Where did flambeaux come from?
Flambeaux (plural for flambeau, or a flaming torch) comes from the French word flambe, meaning “flame.” The first official Mardi Gras flambeaux debuted with the Mistick Krewe of Comus on Fat Tuesday in 1857.
In the beginning, the flambeaux were needed for revelers to see the Carnival parades at night. Originally, the flambeaux carried wooden rudimentary torches, which were staves wrapped with lit pine-tar rags. That evolved to oil-burning lanterns mounted on metal trays and long poles to prevent the flames from burning the carriers.

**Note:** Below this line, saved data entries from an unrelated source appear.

PR #1344, opened 2024-05-03
feat(1311): update transfer pages ux

### LINKED ISSUE #1311: Update Transfer section UX
## Current implementation

The following are screenshots of the send and request money screens.

Screenshot 2024-04-18 at 3 57 18 PM
_Send money screen_

Screenshot 2024-04-18 at 3 57 23 PM
_Request money screen_

They are the only 2 screens out of all the pages that are navigable from the sidebar that do not have a page title.

When an account is selected, the amount of funds in the account gets rendered under the "Total balance" but before any account is selected, there is nothing there, and no context provided to why there is a "Total balance" in the middle of nowhere. 

On the Request money screen, the label for the form uses the text "to", which can be confusing because in the Send money screen, we use "to" to indicate the receiver's account.

## Proposed change

There are a total of **3 proposed changes** to address the above 3 concerns:

1. If we could add a page title to the "Send" and "Request" pages, users could more easily see where they are. And if we use the same page title component as the other pages, we can remove the need to use `position: absolute` on the "Total balance" component.

    My understanding is that absolute positioning was used to ensure that the "Total balance" component would be perfectly centred on mobile, when the back button is visible. If we use the same page title component as all the other pages, the back button would then be part of the page title. We can then remove the back button from the "Total balance" component, and absolute positioning would not be needed at all.

2. If we could add an empty state of "-.--" before any account is selected under the text "Total balance", this could make things a little clearer (please see attached screenshots for a better idea of what this proposal entails)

Flambeaux was a tradition that arose out of necessity but also illustrated elements of emerging American culture and social classes, as the flambeaux were originally carried by slaves and free men of color, namely Creoles. The torches turned into a spectacle as the men waved and twirled the torches while dancing down the street. Parade-watchers would throw tips to the torch carriers, often 25-cent or 50-cent coins, more in response to the elaborate performances than the light itself.

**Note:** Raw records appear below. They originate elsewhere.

PR #1345, opened 2024-05-07
feat: implement open api

### LINKED ISSUE #1334: [Subtask] - Open API  for Account
Implement Open API for Testnet Wallet backend and Testnet Boutique backend
Controllers: 

account

rico191013:
Added Open api for accounts

### Context

- fixes #1334

### DIFF
--- a/packages/wallet/backend/src/open-api/config.ts
+++ b/packages/wallet/backend/src/open-api/config.ts
@@ -1,0 +1,41 @@
+import swaggerJsdoc from 'swagger-jsdoc'
+import { AccountPaths, AccountSchema } from '@/account/account.docs'
+const options = {
+  definition: {
+    openapi: '3.1.0',
+    info: {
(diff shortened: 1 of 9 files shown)


packages/wallet/backend/src/open-api/config.ts
```diff
@@ -0,0 +1,41 @@
...
+    info: {
+      title: 'Rafiki Wallet Express API with Swagger',
+      version: '0.1.0',
+      description:
+        'This is a simple CRUD API application made with Express and documented with Swagger',
+      license: {
+        name: 'MIT',
+        url: 'https://spdx.org/licenses/MIT.html'
+      },
+      contact: {
```
beniaminmunteanu, line 15: what is this?

rico191013: No We should fill it with valid contacts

Keeping the flambeaux alive
Out of respect for this long-held tradition, several Mardi Gras krewes still kick off their parades with flambeaux. The torches themselves have been brought into the 21st century with backsplashes on the trays and natural gas for fuel instead of the more dangerous liquid sources. Also, an updated setup using gravity flow from a reservoir keeps four burners blazing no matter how long the parade might last. Parade-goers still offer tips to the flambeaux performers, though dollars often replace the quarters once used.
Flambeaux may no longer be needed for the crowd to see the parade, but they are still vital to the Mardi Gras tradition and likely won’t see their flame burn out anytime soon.